How to complete this task: Your answer must be the exact lines from the one holding "There is a v3.0.x" through the final line of the records below, both included, and nothing more.

Input data:
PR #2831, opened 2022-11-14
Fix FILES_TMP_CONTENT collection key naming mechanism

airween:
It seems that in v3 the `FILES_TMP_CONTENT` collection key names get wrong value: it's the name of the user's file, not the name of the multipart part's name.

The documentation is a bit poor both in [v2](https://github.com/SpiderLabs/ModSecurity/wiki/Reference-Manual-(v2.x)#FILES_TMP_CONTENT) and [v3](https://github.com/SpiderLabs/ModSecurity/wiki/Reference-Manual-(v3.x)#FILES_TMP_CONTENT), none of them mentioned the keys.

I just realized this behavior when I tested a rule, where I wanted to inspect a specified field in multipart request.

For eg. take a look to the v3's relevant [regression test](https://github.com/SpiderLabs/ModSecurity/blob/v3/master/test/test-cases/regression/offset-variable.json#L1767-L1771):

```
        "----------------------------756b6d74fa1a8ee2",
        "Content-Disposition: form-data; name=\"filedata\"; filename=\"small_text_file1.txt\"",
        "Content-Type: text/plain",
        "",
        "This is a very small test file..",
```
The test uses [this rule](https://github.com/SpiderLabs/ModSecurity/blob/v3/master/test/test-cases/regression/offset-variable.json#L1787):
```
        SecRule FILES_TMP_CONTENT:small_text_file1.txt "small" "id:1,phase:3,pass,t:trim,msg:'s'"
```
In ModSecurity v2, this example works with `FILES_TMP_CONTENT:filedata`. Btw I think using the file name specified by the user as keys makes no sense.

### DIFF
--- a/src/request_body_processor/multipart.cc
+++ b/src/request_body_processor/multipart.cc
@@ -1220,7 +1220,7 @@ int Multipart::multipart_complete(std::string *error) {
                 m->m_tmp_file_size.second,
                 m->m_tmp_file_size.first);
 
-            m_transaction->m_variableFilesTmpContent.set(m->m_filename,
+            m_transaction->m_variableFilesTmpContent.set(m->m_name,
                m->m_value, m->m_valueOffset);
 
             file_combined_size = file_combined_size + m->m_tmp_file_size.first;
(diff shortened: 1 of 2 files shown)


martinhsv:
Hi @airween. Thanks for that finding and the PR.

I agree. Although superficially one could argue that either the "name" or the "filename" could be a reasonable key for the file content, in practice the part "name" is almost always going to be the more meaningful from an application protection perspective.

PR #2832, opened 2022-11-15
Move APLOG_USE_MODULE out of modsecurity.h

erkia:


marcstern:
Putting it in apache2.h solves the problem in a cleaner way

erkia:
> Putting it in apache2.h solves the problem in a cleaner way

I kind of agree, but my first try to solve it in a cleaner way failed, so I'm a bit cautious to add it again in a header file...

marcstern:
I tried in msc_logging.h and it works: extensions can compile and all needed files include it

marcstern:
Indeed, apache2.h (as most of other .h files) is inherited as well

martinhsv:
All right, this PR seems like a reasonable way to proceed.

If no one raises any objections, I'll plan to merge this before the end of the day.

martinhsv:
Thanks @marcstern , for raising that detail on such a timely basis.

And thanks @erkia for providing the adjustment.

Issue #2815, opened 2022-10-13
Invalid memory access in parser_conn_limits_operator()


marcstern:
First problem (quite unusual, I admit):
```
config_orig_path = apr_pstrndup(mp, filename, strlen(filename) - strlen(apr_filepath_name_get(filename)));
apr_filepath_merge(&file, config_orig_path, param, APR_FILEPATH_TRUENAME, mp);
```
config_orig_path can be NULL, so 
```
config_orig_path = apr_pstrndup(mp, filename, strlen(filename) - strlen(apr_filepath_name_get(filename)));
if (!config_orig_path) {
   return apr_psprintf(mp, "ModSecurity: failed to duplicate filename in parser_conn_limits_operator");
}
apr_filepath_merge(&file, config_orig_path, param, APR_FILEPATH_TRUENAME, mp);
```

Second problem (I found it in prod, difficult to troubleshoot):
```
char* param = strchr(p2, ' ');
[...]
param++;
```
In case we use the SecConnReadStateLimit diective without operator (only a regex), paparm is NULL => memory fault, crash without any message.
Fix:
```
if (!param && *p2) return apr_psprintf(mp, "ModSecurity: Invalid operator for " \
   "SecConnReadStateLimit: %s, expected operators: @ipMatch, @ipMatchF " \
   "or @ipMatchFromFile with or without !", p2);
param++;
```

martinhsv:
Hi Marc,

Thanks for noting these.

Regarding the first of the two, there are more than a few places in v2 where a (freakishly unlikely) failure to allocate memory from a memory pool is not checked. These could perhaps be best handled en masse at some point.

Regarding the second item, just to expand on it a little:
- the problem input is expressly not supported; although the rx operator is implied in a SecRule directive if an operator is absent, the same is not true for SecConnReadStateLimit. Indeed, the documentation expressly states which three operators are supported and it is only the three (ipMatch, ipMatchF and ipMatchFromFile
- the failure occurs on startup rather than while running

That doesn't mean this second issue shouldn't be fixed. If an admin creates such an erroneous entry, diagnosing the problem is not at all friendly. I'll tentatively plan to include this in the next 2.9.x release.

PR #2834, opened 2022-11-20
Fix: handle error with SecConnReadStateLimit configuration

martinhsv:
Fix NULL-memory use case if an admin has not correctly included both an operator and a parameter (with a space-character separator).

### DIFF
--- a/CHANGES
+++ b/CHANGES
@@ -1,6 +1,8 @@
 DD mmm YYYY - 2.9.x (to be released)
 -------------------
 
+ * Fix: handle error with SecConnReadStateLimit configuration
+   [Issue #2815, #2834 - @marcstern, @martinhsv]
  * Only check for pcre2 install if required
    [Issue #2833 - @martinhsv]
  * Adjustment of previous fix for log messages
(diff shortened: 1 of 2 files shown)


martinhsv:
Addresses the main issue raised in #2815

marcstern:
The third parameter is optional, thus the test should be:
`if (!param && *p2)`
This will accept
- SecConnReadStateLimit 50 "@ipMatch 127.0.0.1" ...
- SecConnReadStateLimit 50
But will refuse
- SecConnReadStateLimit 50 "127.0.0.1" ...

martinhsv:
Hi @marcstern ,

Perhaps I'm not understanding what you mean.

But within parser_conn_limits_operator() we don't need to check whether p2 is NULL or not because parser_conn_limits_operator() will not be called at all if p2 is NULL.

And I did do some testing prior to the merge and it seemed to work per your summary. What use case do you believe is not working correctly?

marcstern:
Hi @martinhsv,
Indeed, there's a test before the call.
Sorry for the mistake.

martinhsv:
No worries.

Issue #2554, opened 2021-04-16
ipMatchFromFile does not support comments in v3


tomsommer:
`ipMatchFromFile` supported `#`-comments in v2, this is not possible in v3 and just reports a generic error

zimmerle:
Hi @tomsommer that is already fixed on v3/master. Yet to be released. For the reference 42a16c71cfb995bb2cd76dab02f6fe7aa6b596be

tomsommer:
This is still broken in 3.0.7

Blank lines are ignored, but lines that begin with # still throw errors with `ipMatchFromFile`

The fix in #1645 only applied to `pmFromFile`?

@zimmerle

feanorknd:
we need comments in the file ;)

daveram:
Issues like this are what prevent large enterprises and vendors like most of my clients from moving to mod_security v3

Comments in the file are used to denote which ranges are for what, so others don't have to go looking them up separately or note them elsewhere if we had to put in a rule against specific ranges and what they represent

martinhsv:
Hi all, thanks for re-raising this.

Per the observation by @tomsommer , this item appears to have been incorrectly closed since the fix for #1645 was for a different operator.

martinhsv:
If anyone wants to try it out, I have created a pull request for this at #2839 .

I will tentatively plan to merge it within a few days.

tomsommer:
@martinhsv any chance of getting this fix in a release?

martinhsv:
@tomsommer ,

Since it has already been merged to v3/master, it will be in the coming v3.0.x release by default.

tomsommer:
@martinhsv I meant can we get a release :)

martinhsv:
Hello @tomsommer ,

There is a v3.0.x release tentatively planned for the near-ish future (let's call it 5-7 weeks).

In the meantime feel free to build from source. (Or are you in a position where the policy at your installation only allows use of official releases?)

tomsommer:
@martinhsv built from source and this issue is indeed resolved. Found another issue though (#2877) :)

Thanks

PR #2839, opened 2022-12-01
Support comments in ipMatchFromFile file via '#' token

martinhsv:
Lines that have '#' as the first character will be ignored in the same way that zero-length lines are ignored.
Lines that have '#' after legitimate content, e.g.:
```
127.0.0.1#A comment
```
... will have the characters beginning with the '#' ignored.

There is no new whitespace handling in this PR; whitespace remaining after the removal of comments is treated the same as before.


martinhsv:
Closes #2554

Solution to the problem:
There is a v3.0.x release tentatively planned for the near-ish future (let's call it 5-7 weeks).

In the meantime feel free to build from source. (Or are you in a position where the policy at your installation only allows use of official releases?)

tomsommer:
@martinhsv built from source and this issue is indeed resolved. Found another issue though (#2877) :)

Thanks

PR #2839, opened 2022-12-01
Support comments in ipMatchFromFile file via '#' token

martinhsv:
Lines that have '#' as the first character will be ignored in the same way that zero-length lines are ignored.
Lines that have '#' after legitimate content, e.g.:
```
127.0.0.1#A comment
```
... will have the characters beginning with the '#' ignored.

There is no new whitespace handling in this PR; whitespace remaining after the removal of comments is treated the same as before.


martinhsv:
Closes #2554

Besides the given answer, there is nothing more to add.